LISTED ENTRIES:
PR #409, opened 2018-05-23
Add decode to build_paper output to make it format better

ksunden:
Was printing Byte-string, which was horrible to read

### DIFF
--- a/publisher/build_paper.py
+++ b/publisher/build_paper.py
@@ -149,7 +149,7 @@ def tex2pdf_singlepass(out_path):
     if b"Fatal" in out or run.returncode:
         print("PDFLaTeX error output:")
         print("=" * 80)
-        print(out)
+        print(out.decode())
         print("=" * 80)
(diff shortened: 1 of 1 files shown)


publisher/build_paper.py
```diff
@@ -149,7 +149,7 @@ def tex2pdf_singlepass(out_path):
     if b"Fatal" in out or run.returncode:
         print("PDFLaTeX error output:")
         print("=" * 80)
-        print(out)
+        print(out.decode())
```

PROBLEM STATEMENT: Please give the listing above once more, word for word.

RESULT OF THE EXERCISE:
PR #409, opened 2018-05-23
Add decode to build_paper output to make it format better

ksunden:
Was printing Byte-string, which was horrible to read

### DIFF
--- a/publisher/build_paper.py
+++ b/publisher/build_paper.py
@@ -149,7 +149,7 @@ def tex2pdf_singlepass(out_path):
     if b"Fatal" in out or run.returncode:
         print("PDFLaTeX error output:")
         print("=" * 80)
-        print(out)
+        print(out.decode())
         print("=" * 80)
(diff shortened: 1 of 1 files shown)


publisher/build_paper.py
```diff
@@ -149,7 +149,7 @@ def tex2pdf_singlepass(out_path):
     if b"Fatal" in out or run.returncode:
         print("PDFLaTeX error output:")
         print("=" * 80)
-        print(out)
+        print(out.decode())
```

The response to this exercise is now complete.